» ACTIVITY
Pull every "opened" line out of the data below.

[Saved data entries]
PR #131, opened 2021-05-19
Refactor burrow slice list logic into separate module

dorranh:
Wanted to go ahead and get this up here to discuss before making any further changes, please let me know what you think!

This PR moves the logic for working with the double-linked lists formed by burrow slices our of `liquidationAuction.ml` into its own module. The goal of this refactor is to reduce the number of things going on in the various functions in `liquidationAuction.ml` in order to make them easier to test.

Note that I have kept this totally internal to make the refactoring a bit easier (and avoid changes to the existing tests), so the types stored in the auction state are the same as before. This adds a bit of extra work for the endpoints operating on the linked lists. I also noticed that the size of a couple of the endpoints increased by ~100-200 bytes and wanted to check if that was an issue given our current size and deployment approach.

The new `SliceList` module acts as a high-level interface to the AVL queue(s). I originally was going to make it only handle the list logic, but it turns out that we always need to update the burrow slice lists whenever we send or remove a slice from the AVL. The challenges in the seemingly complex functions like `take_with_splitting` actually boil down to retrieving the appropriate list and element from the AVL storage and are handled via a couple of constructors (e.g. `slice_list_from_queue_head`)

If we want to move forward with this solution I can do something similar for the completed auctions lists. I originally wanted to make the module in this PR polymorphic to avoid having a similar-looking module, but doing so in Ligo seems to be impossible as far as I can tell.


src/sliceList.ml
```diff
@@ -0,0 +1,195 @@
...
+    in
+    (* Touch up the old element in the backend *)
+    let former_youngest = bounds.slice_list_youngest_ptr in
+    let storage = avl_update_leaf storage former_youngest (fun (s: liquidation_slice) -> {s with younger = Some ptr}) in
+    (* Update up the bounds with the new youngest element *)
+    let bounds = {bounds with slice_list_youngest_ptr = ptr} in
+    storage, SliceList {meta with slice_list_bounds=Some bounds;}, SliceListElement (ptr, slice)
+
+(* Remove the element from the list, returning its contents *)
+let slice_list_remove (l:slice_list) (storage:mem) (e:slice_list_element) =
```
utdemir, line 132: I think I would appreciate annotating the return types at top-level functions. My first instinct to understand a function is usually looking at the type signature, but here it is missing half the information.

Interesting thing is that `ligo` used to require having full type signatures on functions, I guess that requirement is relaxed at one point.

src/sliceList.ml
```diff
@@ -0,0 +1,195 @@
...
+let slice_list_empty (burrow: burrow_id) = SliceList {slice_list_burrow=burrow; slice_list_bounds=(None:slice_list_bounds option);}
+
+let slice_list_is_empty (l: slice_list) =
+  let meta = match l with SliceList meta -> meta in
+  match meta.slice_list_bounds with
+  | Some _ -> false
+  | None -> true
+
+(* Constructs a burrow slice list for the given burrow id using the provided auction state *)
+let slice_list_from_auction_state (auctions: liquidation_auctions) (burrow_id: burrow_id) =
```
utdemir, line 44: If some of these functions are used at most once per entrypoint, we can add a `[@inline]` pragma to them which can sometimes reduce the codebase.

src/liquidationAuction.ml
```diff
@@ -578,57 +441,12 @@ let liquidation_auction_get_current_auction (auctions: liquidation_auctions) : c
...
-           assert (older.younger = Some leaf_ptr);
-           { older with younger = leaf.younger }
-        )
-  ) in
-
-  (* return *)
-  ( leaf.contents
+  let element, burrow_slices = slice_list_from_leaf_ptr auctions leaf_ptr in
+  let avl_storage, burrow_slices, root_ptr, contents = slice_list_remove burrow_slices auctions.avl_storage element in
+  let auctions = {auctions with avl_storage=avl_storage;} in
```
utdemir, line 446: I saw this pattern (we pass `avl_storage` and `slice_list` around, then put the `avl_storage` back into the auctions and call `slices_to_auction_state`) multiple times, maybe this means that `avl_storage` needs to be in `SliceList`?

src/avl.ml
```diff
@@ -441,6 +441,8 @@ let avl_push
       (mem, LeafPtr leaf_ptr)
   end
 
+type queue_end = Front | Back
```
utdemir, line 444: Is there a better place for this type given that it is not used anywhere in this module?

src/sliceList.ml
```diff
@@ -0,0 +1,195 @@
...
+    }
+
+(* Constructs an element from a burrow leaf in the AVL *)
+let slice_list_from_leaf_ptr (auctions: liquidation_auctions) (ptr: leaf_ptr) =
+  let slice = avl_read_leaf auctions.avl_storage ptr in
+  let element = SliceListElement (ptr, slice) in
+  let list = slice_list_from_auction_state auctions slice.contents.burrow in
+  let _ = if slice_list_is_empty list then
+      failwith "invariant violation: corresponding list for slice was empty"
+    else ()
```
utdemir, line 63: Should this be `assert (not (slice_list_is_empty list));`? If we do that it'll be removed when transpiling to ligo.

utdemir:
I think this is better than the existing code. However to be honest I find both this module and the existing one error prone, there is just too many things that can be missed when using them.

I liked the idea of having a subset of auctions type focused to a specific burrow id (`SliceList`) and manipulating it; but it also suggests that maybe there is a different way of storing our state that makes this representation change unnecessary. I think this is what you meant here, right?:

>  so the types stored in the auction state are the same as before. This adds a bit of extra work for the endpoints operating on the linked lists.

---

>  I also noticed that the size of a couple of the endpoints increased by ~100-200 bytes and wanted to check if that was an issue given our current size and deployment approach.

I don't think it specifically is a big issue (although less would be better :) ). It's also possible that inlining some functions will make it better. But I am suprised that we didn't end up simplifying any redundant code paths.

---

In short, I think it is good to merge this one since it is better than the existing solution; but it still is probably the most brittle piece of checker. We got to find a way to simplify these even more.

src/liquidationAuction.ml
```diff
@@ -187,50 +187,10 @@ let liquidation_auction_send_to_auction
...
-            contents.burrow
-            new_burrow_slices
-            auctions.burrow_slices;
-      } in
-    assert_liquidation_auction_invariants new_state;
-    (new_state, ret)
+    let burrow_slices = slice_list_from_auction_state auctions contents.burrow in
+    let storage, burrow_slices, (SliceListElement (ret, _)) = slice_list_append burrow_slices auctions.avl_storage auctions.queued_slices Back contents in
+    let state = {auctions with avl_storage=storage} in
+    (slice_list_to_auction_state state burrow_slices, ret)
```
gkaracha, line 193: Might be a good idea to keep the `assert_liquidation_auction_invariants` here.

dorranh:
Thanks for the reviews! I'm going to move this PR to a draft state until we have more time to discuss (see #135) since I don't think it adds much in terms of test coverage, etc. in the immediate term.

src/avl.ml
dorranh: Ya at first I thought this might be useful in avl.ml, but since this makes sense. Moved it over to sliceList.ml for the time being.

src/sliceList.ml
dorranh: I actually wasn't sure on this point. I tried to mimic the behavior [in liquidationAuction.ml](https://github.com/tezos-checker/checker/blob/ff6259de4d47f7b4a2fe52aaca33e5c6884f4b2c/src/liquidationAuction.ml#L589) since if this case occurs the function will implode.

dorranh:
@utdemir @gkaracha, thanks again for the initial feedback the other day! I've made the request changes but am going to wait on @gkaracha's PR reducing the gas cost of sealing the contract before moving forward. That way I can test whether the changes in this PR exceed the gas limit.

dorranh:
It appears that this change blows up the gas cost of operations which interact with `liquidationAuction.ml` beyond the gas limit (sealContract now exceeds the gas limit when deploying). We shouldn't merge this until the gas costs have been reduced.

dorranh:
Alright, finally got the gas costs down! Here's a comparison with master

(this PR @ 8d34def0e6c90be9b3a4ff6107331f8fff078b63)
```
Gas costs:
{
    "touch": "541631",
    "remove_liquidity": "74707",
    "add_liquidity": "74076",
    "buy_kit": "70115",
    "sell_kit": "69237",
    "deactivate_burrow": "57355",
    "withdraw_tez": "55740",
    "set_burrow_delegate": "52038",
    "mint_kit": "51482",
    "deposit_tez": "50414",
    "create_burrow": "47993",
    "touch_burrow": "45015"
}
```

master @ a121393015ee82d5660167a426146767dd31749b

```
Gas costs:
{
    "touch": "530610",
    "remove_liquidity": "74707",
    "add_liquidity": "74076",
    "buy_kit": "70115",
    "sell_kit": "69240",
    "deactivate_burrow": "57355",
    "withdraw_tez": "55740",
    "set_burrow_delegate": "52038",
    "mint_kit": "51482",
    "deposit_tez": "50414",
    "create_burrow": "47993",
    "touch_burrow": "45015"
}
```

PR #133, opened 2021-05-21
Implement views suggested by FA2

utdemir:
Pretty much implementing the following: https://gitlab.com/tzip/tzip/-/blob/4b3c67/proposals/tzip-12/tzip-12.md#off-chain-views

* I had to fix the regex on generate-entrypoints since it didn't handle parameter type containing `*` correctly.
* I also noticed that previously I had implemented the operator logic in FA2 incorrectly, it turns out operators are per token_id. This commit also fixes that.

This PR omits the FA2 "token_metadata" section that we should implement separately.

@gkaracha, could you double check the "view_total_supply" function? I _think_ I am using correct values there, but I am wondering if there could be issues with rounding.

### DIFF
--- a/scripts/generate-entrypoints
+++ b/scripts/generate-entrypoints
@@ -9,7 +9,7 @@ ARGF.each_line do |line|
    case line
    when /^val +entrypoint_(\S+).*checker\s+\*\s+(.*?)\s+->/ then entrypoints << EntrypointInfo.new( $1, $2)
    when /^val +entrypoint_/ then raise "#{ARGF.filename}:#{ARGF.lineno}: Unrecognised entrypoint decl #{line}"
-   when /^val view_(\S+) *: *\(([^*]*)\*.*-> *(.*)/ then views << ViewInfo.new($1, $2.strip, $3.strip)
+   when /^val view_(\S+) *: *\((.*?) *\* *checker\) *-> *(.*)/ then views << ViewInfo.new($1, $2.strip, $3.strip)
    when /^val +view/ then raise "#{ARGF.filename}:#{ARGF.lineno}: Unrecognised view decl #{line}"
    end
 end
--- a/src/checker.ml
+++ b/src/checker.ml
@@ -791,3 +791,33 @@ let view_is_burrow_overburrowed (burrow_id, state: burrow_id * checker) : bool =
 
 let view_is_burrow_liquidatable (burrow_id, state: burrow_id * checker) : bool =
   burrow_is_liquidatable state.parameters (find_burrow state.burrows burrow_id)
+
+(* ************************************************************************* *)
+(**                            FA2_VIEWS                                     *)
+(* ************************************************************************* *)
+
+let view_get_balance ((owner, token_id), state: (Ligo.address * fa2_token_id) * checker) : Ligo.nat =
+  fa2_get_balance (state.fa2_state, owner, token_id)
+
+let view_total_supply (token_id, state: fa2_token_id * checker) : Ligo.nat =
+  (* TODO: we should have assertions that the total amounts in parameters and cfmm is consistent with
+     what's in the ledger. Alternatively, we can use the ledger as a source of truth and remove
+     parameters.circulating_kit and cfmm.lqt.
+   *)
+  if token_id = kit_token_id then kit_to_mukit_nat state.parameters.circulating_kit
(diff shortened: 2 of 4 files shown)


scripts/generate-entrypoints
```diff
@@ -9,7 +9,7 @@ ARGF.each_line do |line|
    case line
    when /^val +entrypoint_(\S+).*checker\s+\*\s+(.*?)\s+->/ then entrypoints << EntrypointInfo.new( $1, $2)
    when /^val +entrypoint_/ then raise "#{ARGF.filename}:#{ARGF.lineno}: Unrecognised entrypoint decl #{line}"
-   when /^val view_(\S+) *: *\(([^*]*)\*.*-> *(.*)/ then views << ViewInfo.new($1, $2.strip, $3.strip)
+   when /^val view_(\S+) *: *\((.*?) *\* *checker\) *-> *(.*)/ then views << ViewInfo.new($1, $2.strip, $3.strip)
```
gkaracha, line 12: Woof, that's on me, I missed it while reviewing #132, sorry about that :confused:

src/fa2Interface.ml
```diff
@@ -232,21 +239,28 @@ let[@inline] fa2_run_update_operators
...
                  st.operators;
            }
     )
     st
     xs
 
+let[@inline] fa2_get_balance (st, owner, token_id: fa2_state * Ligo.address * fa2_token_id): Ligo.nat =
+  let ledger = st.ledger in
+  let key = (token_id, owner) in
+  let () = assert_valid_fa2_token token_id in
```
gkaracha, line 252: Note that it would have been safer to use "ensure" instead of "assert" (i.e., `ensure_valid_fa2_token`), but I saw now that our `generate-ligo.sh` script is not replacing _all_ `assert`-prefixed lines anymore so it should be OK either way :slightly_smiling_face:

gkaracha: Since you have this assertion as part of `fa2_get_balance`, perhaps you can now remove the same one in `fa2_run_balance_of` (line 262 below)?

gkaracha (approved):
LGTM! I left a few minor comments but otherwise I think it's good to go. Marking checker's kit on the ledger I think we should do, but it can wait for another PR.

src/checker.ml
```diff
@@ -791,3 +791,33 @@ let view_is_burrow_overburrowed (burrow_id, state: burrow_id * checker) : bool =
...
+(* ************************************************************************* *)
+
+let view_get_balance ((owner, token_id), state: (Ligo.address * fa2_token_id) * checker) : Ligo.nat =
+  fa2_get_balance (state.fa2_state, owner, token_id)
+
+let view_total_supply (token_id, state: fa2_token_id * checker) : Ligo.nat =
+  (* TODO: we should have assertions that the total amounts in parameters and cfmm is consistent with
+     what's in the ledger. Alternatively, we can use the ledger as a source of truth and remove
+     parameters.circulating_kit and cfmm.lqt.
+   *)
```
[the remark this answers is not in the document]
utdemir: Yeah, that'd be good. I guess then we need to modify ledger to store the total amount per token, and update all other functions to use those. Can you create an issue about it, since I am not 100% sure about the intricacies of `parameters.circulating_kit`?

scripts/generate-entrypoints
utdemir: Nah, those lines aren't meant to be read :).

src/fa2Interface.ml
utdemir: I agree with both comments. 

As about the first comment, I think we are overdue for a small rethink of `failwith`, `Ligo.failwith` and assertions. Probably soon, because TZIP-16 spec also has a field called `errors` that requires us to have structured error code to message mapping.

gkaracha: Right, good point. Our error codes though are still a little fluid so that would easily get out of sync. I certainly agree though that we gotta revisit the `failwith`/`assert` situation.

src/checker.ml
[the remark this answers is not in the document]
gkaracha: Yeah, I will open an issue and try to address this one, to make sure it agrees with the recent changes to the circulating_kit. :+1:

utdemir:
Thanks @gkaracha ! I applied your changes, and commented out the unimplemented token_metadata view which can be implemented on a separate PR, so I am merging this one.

» WRITTEN ANSWER
PR #131, opened 2021-05-19
PR #133, opened 2021-05-21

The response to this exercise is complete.